AWS Certified Solutions Architect – Professional (SAP-C02) — Question 394
Accompany is deploying a new cluster for big data analytics on AWS. The cluster will run across many Linux Amazon EC2 instances that are spread across multiple Availability Zones.
All of the nodes in the cluster must have read and write access to common underlying file storage. The file storage must be highly available, must be resilient, must be compatible with the Portable Operating System Interface (POSIX), and must accommodate high levels of throughput.
Which storage solution will meet these requirements?
Answer options
- A. Provision an AWS Storage Gateway file gateway NFS file share that is attached to an Amazon S3 bucket. Mount the NFS file share on each EC2 instance in the cluster.

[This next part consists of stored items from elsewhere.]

PR #2128, opened 2019-10-14
Clarify www- URI for Authorization Grant

haydenlam:


RoAnnC1 (changes requested):
On line 289, "inorder" should be two words.

haydenlam:
Corrected.

RoAnnC1:
:shipit:

PR #2137, opened 2019-10-17
APIs for publishing on Internal SAP API Hub: List-Service

melissa-von-wald:
Swagger JSON files for list service APIs
https://jira.concur.com/browse/EXP-29964


sarraloew:
:shipit:

PR #2145, opened 2019-10-24
EXP-29963 - first draft of swagger for report forms api

jtbigwoo:
EXP-29963 - first draft of swagger for connect api report forms endpoints


sarraloew:
:shipit:

PR #2165, opened 2019-11-07
Add and remove Required to/from several fields

HNozakiC:
To create a new expense entry, ReportID, ExpenseTypeCode, TransactionDate, PaymentTypeID, TransactionCurrencyCode and TransactionAmount are the required field.  ExpenseTypeName, ReportOwnerID, SpendCategoryCode and SpendCategoryName are not necessarily to create a new expense entry.
Also, 'user' is optional parameter when creating a new expense entry.  If the access token is not obtained by the user who owns the entries, 'user' parameter is required.


jtbigwoo (approved):
Looks good to me

jonikamelcher:
:shipit:

PR #2185, opened 2019-11-22
Add response 400 error codes info

arturoduar:
Additional info comes back after the API resturns a 400 response code. This PR adds what they mean.


jonikamelcher:
:shipit:

PR #2198, opened 2019-12-13
Replaced token/ids with dummy values

MarcBell-SAP:
dummy values are 000..., 111...., 222...., 333....

Also fixed up some minor labelling errors. Client_ID was being used instead of client_secret in a number of locations.


RoAnnC1:
:shipit:

PR #2628, opened 2021-03-02

irina-sap:
Updated Requested Parameters section for recent changes:
* LastModified is required
* Added optional ConfigID parameter


jonikamelcher:
:shipit:

PR #2633, opened 2021-03-09
DO NOT MERGE - feat: HOTEL-3054 Update HS2 API doc for rate categories

stuart-ng-van:


src/api-reference/direct-connects/hotel-service-2/Availability.markdown
```diff
@@ -79,6 +80,10 @@ Message to retrieved the availability of hotels.
           <HotelSearchCriteria>
             <Criterion>
               <HotelRef ChainCode="ZZ" HotelCode="111222"></HotelRef>
```
stuart-ng-van, line 82: Right now, we send one hotelRef per Criterion. Doing this will mean we need to repeat ratePlanCandidate within every single Criterion.

From schema, it does seem we should be able to send multiple HotelRef within a single criterion object. This will be better as no repeat of RatePlanCandidate. But not sure if current vendor  supports it

stuart-ng-van:
Some thoughts

- Do we add table and limit what rate plan type we support?

I am thinking just match with we have in UAPI for now

4 - corporate
8 - government
9 - military
14 - senior

There is no clear AAA mapping, we can use 1 - association and text AAA?

this will need some chatter with vendors.

src/api-reference/direct-connects/hotel-service-2/Availability.markdown
stuart-ng-van: I will do a test locally and see

stuart-ng-van: tested, the big four vendors only expect 1 hotelRef inside each Criteria. So either vendors need to change, or we pass in RatePlanType inside each Criterion

src/api-reference/direct-connects/hotel-service-2/Availability.markdown
```diff
@@ -187,7 +199,7 @@ The maximum allowed size of `OTA_HotelAvailRS` is 5 MB. Any response that exceed
             </RoomType>
           </RoomTypes>
           <RatePlans>
-            <RatePlan RatePlanID="XNFYP4I" AvailabilityStatus="ChangeDuringStay">
+            <RatePlan RatePlanID="XNFYP4I" AvailabilityStatus="ChangeDuringStay" RatePlanType="4">
```
stuart-ng-van, line 202: CWT is already using RatePlanType now, but not compliant to OTA standards

RatePlanType="Refundable" which is not correct.

PR #2640, opened 2021-03-10
Update v4.user-provisioning.md

irina-sap:
Added/updated information for the Travel Extension, including adding a Traver user GET section, updated Travel User Schema, added Travel scopes.


jonikamelcher:
Hi @irina-sap. Alyson has asked this live in its own doc. I will be extracting the information from this PR and creating a separate doc to merge so you may see this one close. I will provide you with the preview link to the doc in Slack when it is ready.

PR #2648, opened 2021-03-16
Added v4 Expense scopes

visadin:
The v4 Expense scopes are required to access the v4 Reports, Expenses and Allocations API.


jonikamelcher:
:shipit:

PR #2703, opened 2021-04-08

irina-sap:
Added a list of canonical values for Preferred Language field, along with a note in that field in the table. If you have a suggestion on a better way to format that list, I'm open to suggestions. Note that this is the SAME list that Suhita said she added to the Profilev4 API  - both APIs are enforcing the same set of values. It might make sense to put them on their own page and link both API docs to that page. That way there's only 1 source to maintain. But that might be a bigger project than it's worth given all the other priorities.


jonikamelcher:
:shipit:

- B. Provision a new Amazon Elastic File System (Amazon EFS) file system that uses General Purpose performance mode. Mount the EFS file system on each EC2 instance in the cluster.

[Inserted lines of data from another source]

PR #2728, opened 2021-04-21
USERPROV-364 Update document for Spend role code Definition

eddyclhung:
## What does this PR do?

Updates the Spend role code definition for the following requests accordingly.
```
1. Should we even be mentioning Internal-only fields in the Spend Role Definitions?
I have removed the descriptions because we shouldn't be offering this information
if it is not meant to be used by partners, but should these fields be removed entirely?

Response:
- We took a look at those roles, deleted 1 role, added the detail back in for 4 roles as
they are assignable via the 400 file. And leave Role Builder as is.

2. One of the Spend Role Definitions mentions Concur Insight.
This isn't an actual product name and the last usage of it in docs was 2014.
Could someone shed some light on what this actually is?

Response:
- Replaced the "Concur Insight" with "Analysis/Intelligence",
which is the same as the latest "Shr_UG_User_Admin.doc".
```

## Checklist:

 
- [ ] Public documentation change required.
- [ ] Wiki or readme.md has been changed.
- [ ] New automation tests have been created.


willmarks:
1. I think that if it is internal information only then it doesn't need to be in these docs at all? Unless would they need to know what to ask for from implementation? If there is no reason for them to know about it then I don't think they should see it as it will just be confusing. Though that might be something that Katie or Matt could answer more easily?
2. I have no idea what that is lol...

src/api-reference/user-provisioning/spend/spend-role-code-definition.md
```diff
@@ -152,12 +151,12 @@ The role code value that can be used for provisioning with the `Spend Role Exten
...
-|`REPORTING_CONFIG_ADMIN`|Consolidation Configuration Administrator     |This role is used by companies using the Reporting Database that wish to consolidate the data from the current version and previous versions.<br>The user assigned this role can map expense types and custom fields to a single consolidated definition, and adjust other consolidation settings. <br>**NOTE:** This role does not include access to Concur Insight.|N|N|
+|`REPORTING_BUSINESS_AUTHOR`|Cognos Business Author|The user assigned this role can use Analysis/Intelligence to view data for reports submitted at all hierarchical levels within their assigned groups (as well as any data not group-related). The user is assigned the Business license type, which restricts the features to which they have access. They may also run existing reports, create new reports or modify existing basic reports using the basic tool, Query Studio. <br>**NOTE**: A user cannot be assigned this role and the Cognos Professional Author or Cognos Consumer roles, only one of these three may be assigned.|Y|N|
```
willmarks: Do we need to define terms like "Analysis/Intelligence" in terms of what they mean within concur? or are people kinda expected to know what these things are prior to coming here and already somewhat know what they are looking for. I for one don't know anything about these two things...

src/api-reference/user-provisioning/spend/spend-role-code-definition.md
```diff
@@ -124,7 +123,7 @@ The role code value that can be used for provisioning with the `Spend Role Exten
...
 |`INV_APPROVER`|Invoice Approver|The user assigned this role can to approve invoices within an assigned group.|N|N|
-|`INV_CONFIG_ADMIN`|Invoice(Payment) Configuration Administrator|**This role is intended to be assigned to and used by SAP Concur internal staff only.**|Y|N|
+|`INV_CONFIG_ADMIN`|Invoice(Payment) Configuration Administrator|**__This role is intended to be assigned to and used by SAP Concur internal staff only, with few exceptions.__**<br>The user assigned this role can **__fully manage__** (add, edit, delete):<br><ul><li>Invoice group configurations</li><li>Policies</li><li>Invoice-based forms, fields, and validations</li><li>Invoice and authorized approver workflows</li><li>Audit rules</li><li>Expense types</li><li>Account codes and account code hierarchy</li><li>Exceptions</li><li>Image handling, including scan configurations, invoice imaging, vendor imaging</li><li>Email reminders</li><li>Company Info</li><li>Configuration change log (view only)</li></ul>**NOTE:** A user cannot be assigned the admin role and the restricted admin role.|Y|N|
```
ctruzzi: Does it make sense to also use `<li>` for `INV_CONFIG_ADMIN_RO` on their capabilities as well?

src/api-reference/user-provisioning/spend/spend-role-code-definition.md
ctruzzi: For same area, it seems sometimes you bold the roles that cannot be also be assigned. Should `Cognos Professional Author` and `Cognos Consumer roles` be bolded?

src/api-reference/user-provisioning/spend/spend-role-code-definition.md
```diff
@@ -152,12 +151,12 @@ The role code value that can be used for provisioning with the `Spend Role Exten
...
+|`REPORTING_PRO_AUTHOR`|Cognos Professional Author|The user assigned this role can use Analysis/Intelligence to view data for reports submitted at all hierarchical levels (no group assignment required). The user is assigned the Professional license type, which allows access to all features. They may also run existing reports, create new reports or modify existing basic reports using the basic tool, Query Studio, and create new reports or modify existing basic reports using the advanced tool, Report Studio. They can also schedule automatic report runs.|Y|N|
+|`REPORTING_CONFIG_ADMIN`|Consolidation Configuration Administrator|This role is used by companies using the Reporting Database that wish to consolidate the data from the current version and previous versions.<br>The user assigned this role can map expense types and custom fields to a single consolidated definition, and adjust other consolidation settings. <br>**NOTE:** This role does not include access to Analysis/Intelligence.|N|N|
```
ctruzzi, line 159: Is `Analysis/Intelligence` understood well enough as a product or feature we provide?

src/api-reference/user-provisioning/spend/spend-role-code-definition.md
eddyclhung: This is a very good question, we added those format originally, but it seems like they all got rid of.

ctruzzi: Thanks, that makes more sense.

src/api-reference/user-provisioning/spend/spend-role-code-definition.md
```diff
@@ -77,14 +77,13 @@ The role code value that can be used for provisioning with the `Spend Role Exten
...
-|`SHD_CONFIG_ADMIN`|Shared Configuration Administrator|**This role is intended to be assigned to and used by SAP Concur internal staff only.**|Y|Y|
+|`SHD_CONFIG_ADMIN`|Shared Configuration Administrator|**__This role is intended to be assigned to and used by SAP Concur internal staff only, with few exceptions.__**<br>The user assigned this role can **__fully manage__** (add, edit, delete):<br><ul><li>Feature hierarchies for Expense Reports and Vendor Invoices</li><li>Employee group configurations, including assignment of the employee form</li><li>Employee forms and fields, validations, and custom and connected lists</li><li>Expense and payment delegate configurations</li><li>Reimbursement currencies</li><li>Imaging settings</li><li>Accounting structure (ledgers)</li><li>Localization tasks</li><li>Configuration change log (view only)</li></ul>Hierarchy segment values are used to identify the hierarchy node for which this employee has approval rights. If blank, resolves to the global group.<br>**NOTE:** A user cannot be assigned the admin role and the restricted admin role.|Y|Y|
```
willmarks: When you say "A user cannot be assigned the admin role and the restricted admin role" should we explicitly say the `SHD_CONFIG_ADMIN_RO` so they know know what the restricted admin role is that is being mentioned? Maybe they are close enough together that their connection is obvious enough...

eddyclhung: I can do "A user cannot be assigned the SHD_CONFIG_ADMIN and the SHD_CONFIG_ADMIN_RO".

src/api-reference/user-provisioning/spend/spend-role-code-definition.md
jonikamelcher: Heads up, we cannot use the html formatting. It will break the tables when it generate to the site, that was why it was removed.

src/api-reference/user-provisioning/spend/spend-role-code-definition.md
eddyclhung: As discussed in the internal team channel.
https://concur-blue.slack.com/archives/GM19MR4LF/p1619071305052700?thread_ts=1619049908.049100&cid=GM19MR4LF

jonikamelcher:
:shipit:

- C. Provision a new Amazon Elastic Block Store (Amazon EBS) volume that uses the io2 volume type. Attach the EBS volume to all of the EC2 instances in the cluster.

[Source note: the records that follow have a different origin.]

PR #2778, opened 2021-06-25
GEO Location and refresh token

ghost:
Added a comment to store GEO location and refresh tokens every time and use new ones.


RoAnnC1:
:shipit:

PR #2787, opened 2021-07-01
Updates to the HotelService v2 walkthrough. Fixing links to the FAQ.

rlee-sap:
Setting yaml header in xml files with layout none as loading the XML files currently leads to `Document is empty` rendering errors.


jonikamelcher:
:shipit:

PR #2172, opened 2024-04-17
[Pickers]: fixed working with dataSourceState updates.

Kuznietsov:
## Summary

Fixed working with dataSourceState updates and all bugs, related to dataSourceState pinning and warnings.

### DIFF
--- a/uui/components/filters/FilterPickerBody.tsx
+++ b/uui/components/filters/FilterPickerBody.tsx
@@ -1,5 +1,5 @@
 import * as React from 'react';
-import { DataRowProps, DataSourceListProps, DropdownBodyProps, isMobile, PickerFilterConfig } from '@epam/uui-core';
+import { DataRowProps, DataSourceListProps, DropdownBodyProps, isMobile, PickerFilterConfig, usePrevious } from '@epam/uui-core';
 import { PickerBodyBaseProps, PickerInputBaseProps, usePickerInput } from '@epam/uui-components';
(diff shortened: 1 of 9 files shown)


uui/components/filters/FilterPickerBody.tsx
```diff
@@ -23,13 +23,24 @@ export function FilterPickerBody<TItem, TId>(props: FilterPickerBodyProps<TItem,
...
+    const prevOpened = usePrevious(props.isOpen);
+
     const renderItem = (item: TItem, rowProps: DataRowProps<TItem, TId>) => {
         return <PickerItem title={ getName(item) } size="36" { ...rowProps } />;
     };
 
+    React.useLayoutEffect(() => {
+        if (prevOpened === props.isOpen && props.isOpen 
+            && prevValue !== props.value && props.value !== props.emptyValue
+            && props.selectionMode === 'single'
```
Kuznietsov, line 36: A body was closing previously in `single` selection mode on filter value selection.
On the other hand, if `clear` was executed, a body was not closed. To support such behavior, logic `props.value !== props.emptyValue` was added.

@AlekseyManetov, WDYT, is it correct, or body should be closed on both actions, filter value select and filter value clear?

AlekseyManetov: Yes, we shouldn't close picker the body by 'Clear' actions, because it's a common use case when user open picker -> clear value -> select another.

PR #2232, opened 2024-05-08
[Plate Editor] Enhance content migration strategies

### LINKED ISSUE #1961: [RTE]: add html serialization for separatorPlugin
## Description
Let's add support of HTML serialization for the `separatorPlugin`. We can serialize separator to the native `<hr />` html tag.

dimaanj:
## Summary

- enhance content migration strategy
- made `strictNullCheck` ready
- `value` prop update from outside now works faster than remounting via react `keys`
- get rid of element mutations
- get rid of circular deps
- placeholder now renders simultaneously
- improve plugin imports, types and config
- resolves #1961


uui-editor/src/plugins/colorPlugin/colorPlugin.tsx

- D. Provision a new Amazon Elastic File System (Amazon EFS) file system that uses Max I/O performance mode. Mount the EFS file system on each EC2 instance in the cluster.
Correct answer: D
Explanation
Amazon EFS is a POSIX-compliant, highly available, and resilient shared file system that can be accessed concurrently by EC2 instances across multiple Availability Zones. For big data analytics workloads that require highly parallelized operations and high aggregate throughput, EFS with Max I/O performance mode is the optimal choice over General Purpose mode. Amazon EBS io2 volumes with Multi-Attach do not support access across multiple Availability Zones, and AWS Storage Gateway is not designed for high-throughput big data analytics cluster storage.